Martín de regreso a Morando Investement deja su maletín en su oficina. Luego pasa por el despacho de su padre, y acuerdan encontrarse en el Restaurant Hugg Peres. También lo cita a Pablo McCarthy, su compañero de área con quien desarrollaron juntos el mercado de futuros en Morando. Se conocen desde la universidad. Incluso se casaron en la misma época y comparten fiestas y aniversarios. Son tan parecidos que algunos incluso los suponen hermanos. Durante un descanso, los tres bajan al restó boutique Hugg Peres.

El edificio donde están las oficinas de Morando Investement está sobre Olavarría, en el centro comercial de Güemes, a unos quinientos metros del mar. En su vereda dos árboles, un plátano y un liquidámbar. Cuenta con cuatro plantas.

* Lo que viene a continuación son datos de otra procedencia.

PR #1125, opened 2020-07-20
fix: handle music join exceptions

favna:
For some bizarre reason people were using "disconnect" for the bot which puts it in a half state of playing and not playing so instead we'll just call a full leave when an exception occurs.

### DIFF
--- a/src/lib/structures/music/MusicHandler.ts
+++ b/src/lib/structures/music/MusicHandler.ts
@@ -1,5 +1,6 @@
 import { SkyraClient } from '@lib/SkyraClient';
 import { Events } from '@lib/types/Enums';
+import { LavalinkPlayerEvents } from '@lib/types/Events';
 import { GuildSettings } from '@lib/types/settings/GuildSettings';
 import { flattenMusicHandler } from '@utils/Models/ApiTransform';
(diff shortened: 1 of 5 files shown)


src/lib/structures/music/MusicHandler.ts
```diff
@@ -266,6 +267,14 @@ export class MusicHandler {
 		if (volume) this.volume = this.guild.settings.get(GuildSettings.Music.DefaultVolume);
 	}
 
+	public async handleException(context: MusicHandlerRequestContext | null = null) {
+		// Destroy the lavalink instance
+		await this.leave(context);
+
+		// Empty the queue
+		this.queue = [];
+	}
```
kyranet: Is it necessary to do this? Specially clearing up the queue?
LL could return an exception because one track is not allowed in a country and Skyra would immediately leave and empty the entire queue.

kyranet (dismissed):

src/lib/structures/music/MusicHandler.ts
favna: I'll handle it in another place, had a better idea.

kyranet (approved):
Pretty solid code

PR #19, opened 2015-05-01
rdl enhancements and testing

grondo:
This PR includes a small RDL enhancements including testing and Travis CI support for flux-sched.

 * Add lua-based tests for RDL under `t/lua` using `fluxometer` directly from `flux-core`
 * Add `.travis.yml` file for Travis-CI builds. We build against `flux-core/master`
 * RDL Resource classes now support a list of default tags as a class attribute, empty by default. Default tags can be set on any type and is inherited by all subtypes. (Therefore setting default tags on the Resource type will set those tags on all resources in a hierarchy). Tags can be overridden in derived types. e.g.
 ```
  Resource:default_tags { "idle" }
  Hierarchy "default" { ... } 
 ```
Default tags can also be passed directly on the `uses` line, e.g.

 ```
 uses "Node" :default_tags { "mytag" }
 ```

### DIFF
--- a/.travis.yml
+++ b/.travis.yml
@@ -1,0 +1,33 @@
+language: c
+
+compiler:
+  - gcc
+  - clang
+
+install:
+  - sudo sh -c 'echo "/usr/local/lib" >/etc/ld.so.conf.d/build'
+  - sudo apt-get update -q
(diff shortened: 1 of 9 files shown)


grondo:
Closing this. I will open a separate PR for travis support vs. any rdl enhancements/tweaks.

PR #22, opened 2015-05-08
rdl testing and small enhancements

grondo:
This PR adds some nominal RDL tests (for the Lua code) under `t/lua/*.t`, as well as some minor enhancements to RDL, including:

 * Set default tags on resource types, inherited by all base types. See `t/lua/t0003-default-tags.t` for examples.
 * A reference to loaded type is returned with `uses` function, so `local N = uses "Node"` now works.
 * Resource class is loaded as if by `uses` command, so the class is reinitialized with each new RDL file or string parsed.

### DIFF
--- a/rdl/RDL.lua
+++ b/rdl/RDL.lua
@@ -47,6 +47,7 @@ local function rdl_parse_environment ()
         pairs = pairs,
         tonumber = tonumber,
         assert = assert,
+        unpack = unpack,
         table = table,
         hostlist = hostlist
     }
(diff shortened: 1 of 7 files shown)


grondo:
OK, I've rebased this PR onto latest master after Travis enhancements were landed. Once we hear back from travis-ci, I would consider this open for review and merge.

grondo:
Ok, please review and consider merging this PR. Thanks.

PR #24, opened 2015-05-08
clang and build fixes

grondo:
This PR contains fixes for a couple warnings when building with `clang` in travis-ci (which are hard errors due to -Werror), and also rectifies an issue with commit 826a3b48f6906336ea392228a0efeedbcc2dcb48 wherein `check` was accidentally made the default target of `make` instead of `all`.

### DIFF
--- a/Makefile
+++ b/Makefile
@@ -2,10 +2,20 @@ include Makefile.inc
 
 SUBDIRS = rdl sched simulator t
 
-all:
+.PHONY: all clean $(SUBDIRS)
+all check clean: $(SUBDIRS)
 
+all: TARGET="all"
+clean: TARGET="clean"
 check: all
+	$(MAKE) TARGET="check"
 
-all clean install check:
-	for subdir in $(SUBDIRS); do make -C $$subdir $@; done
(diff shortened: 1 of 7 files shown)


grondo:
Let's wait to hear back from travis before merging this one. If there are any other travis-ci related buglets I'll add them to this PR.

grondo:
Hm, I do notice that while the build and some tests fail, `make check` is reporting success. I'll try to fix that here as well.

grondo:
Ok, I've added 2 more commits to this PR that 
 * remove the `for subdir in $(SUBDIRS)` loop that was hiding any errors in submake
 * Exit `make check` with non-zero status if any of the tests in `t` fail.

Still probably need to review the rest of the tests to make sure they'll propagate their errors as well.

grondo:
Ok, looks like I've found and fixed all clang build errors. This PR is probably ready to be reviewed and merged.

dongahn:
Great! Flux-sched can now rely on Travis for CI.  I plan to soon add some more basic scheduler service shardness tests as well.

PR #28, opened 2015-05-19
Alternate Resource Model

lipari:
Add an alternate resource representation implemented in C that supports a variety of resource connectivity models. Includes conversion of the sched framework and plugin API to the new model.  Also includes updates to track the latest changes to flux-core.


garlick:
Couple minor nits in the commit to update the API 8b22405 
* unchecked `asprintf ()` call in `sched/schedsrv.c::request_run()`
* zmsg leaked on failure in `simulator/simsrv.c::send_start_event()`

dongahn:
OK. I went over the code with Don. This really represents lots of work. Good job @lipari! There are a few minor nits came up (like having to conform to a recently added style -- an opaque type being a pointer to a type etc). But given we have far more core technologies we will have to push forward in the scheduler area, I propose we fold this in as is and move onto other more fundamental topics. I will wait until tomorrow just in case. If I don't hear from the others then, I will fold this in.

PR #29, opened 2015-05-29
Cosmetic

lipari:
Cosmetic changes to conform to new style recommendations in RFC 7 as well as more uniformity to the format of flux_log() messages.  No changes to the logic or behavior.


dongahn:
This looks good, Don. Once I hear from Travis, I will merge this in.

PR #30, opened 2015-06-04
Jsc sched

lipari:
Cut over to JSC.  Replaces the original implementation where job info was written directly to the KVS with the new Job Status and Control API now in flux-core.


lipari:
Need to fix clang warning

PR #31, opened 2015-06-04
Jsc sched

lipari:
Cut over to JSC. Replaces the original implementation where job info was written directly to the KVS with the new Job Status and Control API now in flux-core.


dongahn:
@lipari this looks good. I will merge this as is. As we spoke, there are Makefile changes and function pointer name changes (my codes) I would like to do. But I will quickly work on it after merging this and issue another PR.

PR #36, opened 2015-06-10
resrc: eliminate the hard-coded memory pool

lipari:
Use a resource's size field to determine whether the resource is a
pool.  This is a transitional commit that provides a practical replacement for a hard-coded placeholder.  I'll be looking into streamlining this area even further.


dongahn:
Looks good to me!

Martín al ingresar a Hugg Peres, pide un doble shot de expresso en un ristretto, y un sacramento con dulce de membrillo. Pablo pide un Aspergio. Una variedad de café que no hay. Pero sabe que es un código. Lo que pide y busca es cocaína. Cocaína que le permita mejorar sus rendimientos. Tomar decisiones efectivas y rápidas, día tras día, para que Burt Thomas no lo despida. Pero el resultado es inverso. Cada vez está más confuso, más irritado, menos lucido. Martín y Lorenzo eligen la esquina más distante, en uno de los sillones que dan a la calle. Martín ve sobre la vereda de enfrente un Nissan azul con los vidrios polarizados. Parece estar sin ocupantes.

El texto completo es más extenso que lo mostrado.